PostgreSQL control-plane HA and backup SENTRAL 018

Proposed Data Database Postgresql Availability Backup Recovery

Defines PostgreSQL high availability, backup, and recovery expectations for Dataverket control-plane state.

Author: Lars Solem
Updated: 2026-03-14

Context

Dataverket uses PostgreSQL as the default relational system of record for control-plane state.

That makes PostgreSQL one of the most critical dependencies in the entire platform. If the relational control-plane state is unavailable or lost, the platform may lose visibility into inventory, tasks, desired state, tenancy, or billing context.
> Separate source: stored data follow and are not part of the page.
PR #937, opened 2026-08-21
Show `Set up AI` modal from the Agent Builder overview when not logged in

dan-niles:
### Purpose

Sending a prompt from the Agent Builder overview silently did nothing when the AI panel was not authenticated. This PR lets the user complete AI setup from the overview itself, then sends the held prompt.

https://github.com/user-attachments/assets/1900cf77-147e-4fe2-9b99-3ea1ded455e6

### Goals

- The composer checks the AI machine state before it dispatches a prompt.
- If setup is incomplete, the login flow opens in a `PopupModal` and the prompt is held. When the state reaches `Authenticated`, the prompt is dispatched.
- A footer link opens the same modal on demand: **Set up AI to generate** when unauthenticated, **Finish setting up AI** while a provider flow is open.
- A notice appears if the run never starts, so the prompt is not lost.

### Approach

**Overview (`AgentBuilderOverview/EmptyState.tsx`)**
- Reads `getAIMachineSnapshot()` and refreshes on `onAIPanelStateChanged`, mapping the machine state to `unknown | authenticated | unauthenticated | connecting | disabled`.
- Renders `LoginPanel`, `WaitingForLogin`, or `DisabledWindow` inside the modal, per that state.

**Shared auth surfaces**
- `LoginPanel` and `WaitingForLogin` take an `embedded` prop, so they drop the full-viewport wrapper when they render inside the modal.
- `AlertBox` now exports `AuthPanel` / `AuthTitle` / `AuthSubTitle` / `AuthActions`. `WaitingForLogin` uses them instead of its own duplicated `AlertContainer`, and its cancel button becomes a leading **Back** action.
- `LoginPanel` shows the orb in its header and lays the provider cards out in a grid on wide viewports.

**Supporting changes**
- `OrbHolder` moves from `EmptyState` into `AgentStatusOrb/shared` as `OrbAura`, so the login header can reuse it.
- `PopupModal` gains `autoHeight` and `maxWidth` for the shorter auth forms.
- `assistantTagline` / `useAssistantTagline` replace the hardcoded Integrator tagline in the login header.
- `RPCLayer` forwards AI state transitions to the visualizer webview. Before, only the AI panel webview received them.

## Summary

- Enable AI setup from the Agent Builder overview.
- Hold prompts during authentication and resume them after setup.
- Add setup actions, state-based labels, and run-start failure feedback.
- Reuse embedded authentication components and support configurable modal sizing.
- Add product-specific assistant taglines and shared orb styling.
- Forward AI state transitions to the visualizer webview.

### DIFF
--- a/packages/ballerina-core/src/state-machine-types.ts
+++ b/packages/ballerina-core/src/state-machine-types.ts
@@ -52,6 +52,15 @@ export function shortAssistantName(mode: ProductMode): string {
     return SHORT_ASSISTANT_NAMES[mode];
 }
 
+const ASSISTANT_TAGLINES: Record<ProductMode, string> = {
+    [ProductMode.INTEGRATOR]: 'Your AI pair programmer for integration development',
+    [ProductMode.AGENT_BUILDER]: 'Your AI partner for building agents'
+};
+
+export function assistantTagline(mode: ProductMode): string {
+    return ASSISTANT_TAGLINES[mode];
+}
+
 export type MachineStateValue =
     | 'initialize'
     | 'lsError'
--- a/packages/ballerina-extension/src/RPCLayer.ts
+++ b/packages/ballerina-extension/src/RPCLayer.ts
@@ -60,6 +60,7 @@ const DISRUPTIVE_TRANSITION_EVENTS = new Set(['VIEW_UPDATE', 'UPDATE_PROJECT_STR
 
 export class RPCLayer {
     static _messenger: Messenger = new Messenger({ ignoreHiddenViews: false });
+    private static _aiForwardingBound = false;
 
     constructor(webViewPanel: WebviewPanel | WebviewView) {
         if (isWebviewPanel(webViewPanel)) {
@@ -77,9 +78,13 @@ export class RPCLayer {
             window.onDidChangeActiveColorTheme((theme) => {
                 RPCLayer._messenger.sendNotification(currentThemeChanged, { type: 'webview', webviewType: VisualizerWebview.viewType }, theme.kind);
             });
-            AIStateMachine.service().onTransition((state) => {
-                RPCLayer._messenger.sendNotification(aiStateChanged, { type: 'webview', webviewType: VisualizerWebview.viewType }, state.value);
-            });
+            // Register once: onTransition has no unsubscribe, and each delivery costs the visualizer an RPC.
+            if (!RPCLayer._aiForwardingBound) {
+                RPCLayer._aiForwardingBound = true;
+                AIStateMachine.service().onTransition((state) => {
+                    RPCLayer._messenger.sendNotification(aiStateChanged, { type: 'webview', webviewType: VisualizerWebview.viewType }, state.value);
+                });
+            }
         } else if (isMigrationPanel(webViewPanel)) {
             // Migration panel is a WebviewPanel but does not use the AI state machine.
             RPCLayer._messenger.registerWebviewPanel(webViewPanel as WebviewPanel);
--- a/packages/ballerina-extension/src/RPCLayer.ts
+++ b/packages/ballerina-extension/src/RPCLayer.ts
@@ -77,6 +77,9 @@ export class RPCLayer {
             window.onDidChangeActiveColorTheme((theme) => {
                 RPCLayer._messenger.sendNotification(currentThemeChanged, { type: 'webview', webviewType: VisualizerWebview.viewType }, theme.kind);
             });
+            AIStateMachine.service().onTransition((state) => {
+                RPCLayer._messenger.sendNotification(aiStateChanged, { type: 'webview', webviewType: VisualizerWebview.viewType }, state.value);
+            });
         } else if (isMigrationPanel(webViewPanel)) {
             // Migration panel is a WebviewPanel but does not use the AI state machine.
             RPCLayer._messenger.registerWebviewPanel(webViewPanel as WebviewPanel);
--- a/packages/ballerina-visualizer/src/components/PopupModal/index.tsx
+++ b/packages/ballerina-visualizer/src/components/PopupModal/index.tsx
@@ -49,11 +49,15 @@ const Backdrop = styled(PopupOverlay)`
     }
 `;
 
-const Box = styled(PopupContainer) <{ $expanded?: boolean }>`
-    width: ${(props: { $expanded?: boolean }) => props.$expanded ? "90%" : "80%"};
-    max-width: ${(props: { $expanded?: boolean }) => props.$expanded ? "1000px" : "800px"};
-    height: ${(props: { $expanded?: boolean }) => props.$expanded ? "90vh" : "80vh"};
-    max-height: ${(props: { $expanded?: boolean }) => props.$expanded ? "none" : "800px"};
+type BoxProps = { $expanded?: boolean; $autoHeight?: boolean; $maxWidth?: number };
+
+const Box = styled(PopupContainer) <BoxProps>`
+    width: ${(props: BoxProps) => props.$expanded ? "90%" : "80%"};
+    max-width: ${(props: BoxProps) => props.$maxWidth ? `${props.$maxWidth}px` : props.$expanded ? "1000px" : "800px"};
+    transition: max-height 180ms ease, max-width 180ms ease;
+    height: ${(props: BoxProps) => props.$autoHeight ? "auto" : props.$expanded ? "90vh" : "80vh"};
+    max-height: ${(props: BoxProps) => props.$autoHeight ? "80vh" : props.$expanded ? "none" : "800px"};
+    min-height: ${(props: BoxProps) => props.$autoHeight ? "0" : "480px"};
     animation: ${popIn} ${ENTER_MS}ms cubic-bezier(0.16, 1, 0.3, 1) both;
     &.closing {
         animation-duration: ${EXIT_MS}ms;
@@ -98,13 +102,15 @@ export interface PopupModalProps {
     dismissOnBackdropClick?: boolean;
     dismissOnEscape?: boolean;
     expanded?: boolean;
+    autoHeight?: boolean;
+    maxWidth?: number;
     zIndexBase?: number;
     ariaLabelledBy?: string;
     children: (close: () => void) => ReactNode;
 }
 
 export function PopupModal(props: PopupModalProps) {
-    const { onClose, dismissOnBackdropClick, dismissOnEscape, expanded, zIndexBase, ariaLabelledBy, children } = props;
+    const { onClose, dismissOnBackdropClick, dismissOnEscape, expanded, autoHeight, maxWidth, zIndexBase, ariaLabelledBy, children } = props;
     const [closing, setClosing] = useState(false);
     const exitTimer = useRef<ReturnType<typeof setTimeout>>(null);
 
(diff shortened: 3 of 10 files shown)


packages/ballerina-core/src/state-machine-types.ts
```diff
@@ -52,6 +52,15 @@ export function shortAssistantName(mode: ProductMode): string {
...
 }
 
+const ASSISTANT_TAGLINES: Record<ProductMode, string> = {
+    [ProductMode.INTEGRATOR]: 'Your AI pair programmer for integration development',
+    [ProductMode.AGENT_BUILDER]: 'Your AI partner for building agents'
+};
+
+export function assistantTagline(mode: ProductMode): string {
+    return ASSISTANT_TAGLINES[mode];
+}
```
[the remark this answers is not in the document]
dan-niles: `assistantTagline` is a total `Record<ProductMode, string>` lookup, so TypeScript already fails the build on an unmapped mode — the same reason its siblings `assistantName` and `shortAssistantName` carry no test.

packages/ballerina-extension/src/RPCLayer.ts
```diff
@@ -77,6 +77,9 @@ export class RPCLayer {
             window.onDidChangeActiveColorTheme((theme) => {
                 RPCLayer._messenger.sendNotification(currentThemeChanged, { type: 'webview', webviewType: VisualizerWebview.viewType }, theme.kind);
             });
+            AIStateMachine.service().onTransition((state) => {
+                RPCLayer._messenger.sendNotification(aiStateChanged, { type: 'webview', webviewType: VisualizerWebview.viewType }, state.value);
+            });
```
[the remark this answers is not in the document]
dan-niles: On the test: `packages/ballerina-extension/jest.config.js` scopes `roots` to `src/test-support`, so a spec for `src/RPCLayer.ts` would not be collected at all.

On disposal: correct but pre-existing rather than introduced here — the four sibling listeners in this same block are undisposed too and the `else` branch already had this exact `AIStateMachine.onTransition` call before this PR, so I'll give `RPCLayer` one disposal path for all five in a follow-up instead of making the block inconsistent.

packages/ballerina-visualizer/src/views/BI/AgentBuilderOverview/EmptyState.tsx
```diff
@@ -536,6 +567,22 @@ export function EmptyState({ onCreateFromScratch, isLibrary }: EmptyStateProps)
...
+            .catch((): void => undefined);
+    }, [rpcClient]);
+
+    useEffect(() => {
+        if (!rpcClient) {
+            return;
+        }
+        refreshAiSnapshot();
+        rpcClient.onAIPanelStateChanged(refreshAiSnapshot);
+    }, [rpcClient, refreshAiSnapshot]);
```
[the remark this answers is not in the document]
dan-niles: `onAIPanelStateChanged` wraps `vscode-messenger-webview`'s `onNotification`, which is `handlerRegistry.set(type.method, handler)` returning the messenger — so there is no disposer to return, and re-registering replaces the handler rather than accumulating one.

kaumini (commented):
A few follow-ups from reviewing the AI-setup-from-overview flow. Four inline comments below (a modal-reopen bug, a shared `PopupModal` regression, and two subscription-cleanup leaks), each with a suggested fix.

packages/ballerina-visualizer/src/views/BI/AgentBuilderOverview/EmptyState.tsx
```diff
@@ -597,25 +648,115 @@ export function EmptyState({ onCreateFromScratch, isLibrary }: EmptyStateProps)
     const runDetail =
         state === "completed" ? undefined : status?.label ?? (running ? "Working on it…" : undefined);
     const showOpenCopilot = !aiPanelOpen;
+    const authState = toAuthState(aiSnapshot?.state);
+    const substate = authenticatingSubstate(aiSnapshot?.state);
+    const showSetup =
```
kaumini, line 653: `setupRequested` is set by `openSetup` and only ever cleared by `dismissSetup`. When setup is opened from the footer link and login succeeds, the modal closes here (once `authState === "authenticated"`, `showSetup` is false) but `setupRequested` stays `true`. If `authState` later leaves `Authenticated` (token expiry, or sign-out from the AI panel), this condition flips back to true and the modal reopens on the overview with no user action.

Suggest clearing the flag once auth completes, regardless of how setup was opened:

```tsx
// Reset the setup surface once auth completes, however it was opened.
useEffect(() => {
    if (authState === "authenticated") {
        setSetupRequested(false);
    }
}, [authState]);
```

packages/ballerina-visualizer/src/components/PopupModal/index.tsx
```diff
@@ -49,11 +49,15 @@ const Backdrop = styled(PopupOverlay)`
...
-    max-height: ${(props: { $expanded?: boolean }) => props.$expanded ? "none" : "800px"};
+type BoxProps = { $expanded?: boolean; $autoHeight?: boolean; $maxWidth?: number };
+
+const Box = styled(PopupContainer) <BoxProps>`
+    width: ${(props: BoxProps) => props.$expanded ? "90%" : "80%"};
+    max-width: ${(props: BoxProps) => props.$maxWidth ? `${props.$maxWidth}px` : props.$expanded ? "1000px" : "800px"};
+    transition: max-height 180ms ease, max-width 180ms ease;
+    height: ${(props: BoxProps) => props.$autoHeight ? "auto" : props.$expanded ? "90vh" : "80vh"};
+    max-height: ${(props: BoxProps) => props.$autoHeight ? "80vh" : props.$expanded ? "none" : "800px"};
+    min-height: ${(props: BoxProps) => props.$autoHeight ? "0" : "480px"};
```
kaumini, line 60: This adds a `480px` floor to **every** non-`autoHeight` modal. The previous Box had no `min-height`, so all existing consumers (`AddAgentPopup`, `TemplateModal`, `AddLibraryArtifactPopup`, `AIAgentSidePanel`, …) now inherit it. On a short editor viewport (under ~600px tall) the box is forced past its `80vh` height and overflows/clips the viewport — a regression for modals that don't opt into `autoHeight`.

Capping the floor at `80vh` keeps the intent on tall viewports without the regression:

```suggestion
    min-height: ${(props: BoxProps) => props.$autoHeight ? "0" : "min(480px, 80vh)"};
```

packages/ballerina-extension/src/RPCLayer.ts
```diff
@@ -77,6 +77,9 @@ export class RPCLayer {
             window.onDidChangeActiveColorTheme((theme) => {
                 RPCLayer._messenger.sendNotification(currentThemeChanged, { type: 'webview', webviewType: VisualizerWebview.viewType }, theme.kind);
             });
+            AIStateMachine.service().onTransition((state) => {
```
kaumini: This `onTransition` subscriber is registered every time the RPCLayer constructor runs — i.e. every time a visualizer / evaluation / agent-chat `WebviewPanel` is created — and is never removed when the panel is disposed. In xstate v4 `onTransition` returns the interpreter (not an unsubscribe), so nothing cleans it up: reopening a panel accumulates subscribers, and each one re-sends `aiStateChanged` to the visualizer on every AI transition (N duplicate notifications + N `getAIMachineSnapshot` round-trips per transition).

The forwarding doesn't depend on the specific panel — it always targets `VisualizerWebview.viewType` via the static `_messenger` — so registering it once removes the leak entirely:

```ts
private static _aiForwardingBound = false;

// …inside the isWebviewPanel branch of the constructor:
if (!RPCLayer._aiForwardingBound) {
    RPCLayer._aiForwardingBound = true;
    AIStateMachine.service().onTransition((state) => {
        RPCLayer._messenger.sendNotification(aiStateChanged, { type: 'webview', webviewType: VisualizerWebview.viewType }, state.value);
    });
}
```

(The sibling `StateMachine` / `StateMachinePopup` / theme subscriptions above have the same latent issue. The alternative, if you'd rather fix them together, is to capture each subscription and remove it via `service.off(listener)` / `disposable.dispose()` in the panel's `onDidDispose`.)

packages/ballerina-visualizer/src/views/BI/AgentBuilderOverview/EmptyState.tsx
```diff
@@ -536,6 +567,22 @@ export function EmptyState({ onCreateFromScratch, isLibrary }: EmptyStateProps)
...
+            .then(setAiSnapshot)
+            .catch((): void => undefined);
+    }, [rpcClient]);
+
+    useEffect(() => {
+        if (!rpcClient) {
+            return;
+        }
+        refreshAiSnapshot();
+        rpcClient.onAIPanelStateChanged(refreshAiSnapshot);
```
kaumini, line 583: This subscription is never cleaned up — the effect returns no teardown. After `EmptyState` unmounts, the stale `refreshAiSnapshot` keeps running a `getAIMachineSnapshot` RPC and calling `setAiSnapshot` on every AI transition for the life of the webview. `onAIPanelStateChanged` returns `void` today (the underlying messenger stores one handler per method in a Map with no removal API), so the effect can't truly unsubscribe.

Two options:

- **Local mitigation** — guard against post-unmount updates:

```tsx
useEffect(() => {
    if (!rpcClient) {
        return;
    }
    let active = true;
    refreshAiSnapshot();
    rpcClient.onAIPanelStateChanged(() => {
        if (active) {
            refreshAiSnapshot();
        }
    });
    return () => {
        active = false;
    };
}, [rpcClient, refreshAiSnapshot]);
```

- **Proper fix** — have `onAIPanelStateChanged` return a disposable and return it from the effect, mirroring `onProjectContentUpdated` (which already returns an unsubscribe fn). This needs the messenger layer to support handler removal.

packages/ballerina-visualizer/src/views/BI/AgentBuilderOverview/EmptyState.tsx
dan-niles: Fixed in 82f6854 — an effect now clears `setupRequested` once `authState` reaches `authenticated`.

packages/ballerina-visualizer/src/components/PopupModal/index.tsx
dan-niles: `Box` extends `PopupContainer`, which has carried `min-height: 480px` since d851625 (Jan 14), so this line keeps the existing floor rather than adding one — it only relaxes it to `0` for `autoHeight`.

packages/ballerina-extension/src/RPCLayer.ts
dan-niles: Fixed in 82f6854 with the static flag; left the three siblings alone since their handlers absorb duplicates (debounced fetch, idempotent `setState`) whereas this one costs an RPC per delivery.

packages/ballerina-visualizer/src/views/BI/AgentBuilderOverview/EmptyState.tsx
dan-niles: The messenger keeps one handler per method in a `Map`, so the next mount overwrites the stale one rather than stacking — leaving this as-is to match `onStateChanged` / `onPromptUpdated` elsewhere.

kaumini (approved):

Until now PostgreSQL has been treated more as a default implementation assumption than as an explicitly designed availability and recovery dependency.

Decision

Dataverket treats control-plane PostgreSQL as a first-class critical service with explicit requirements for:

availability
backup
restore
operational visibility
failure-domain-aware deployment
replication posture
bounded-context-specific recovery targets
split-brain avoidance during failover and promotion

The platform must not rely on a single implicit PostgreSQL instance without HA and backup design.

Scope

This ADR applies to PostgreSQL used for control-plane and platform service state, including at least:

Sentral state
task and orchestration state where relational persistence is used
inventory and tenancy state
other service databases where PostgreSQL is the authoritative store

This ADR does not automatically define the tenant-facing managed PostgreSQL product. That product may reuse similar patterns, but it is a separate service concern.

Data ownership model

The platform should prefer:

one database per service
or at minimum one schema per bounded context

It should avoid:

one undifferentiated shared database for the entire platform
tight coupling between unrelated services through direct table sharing

This reduces blast radius and makes backup, migration, and recovery more tractable.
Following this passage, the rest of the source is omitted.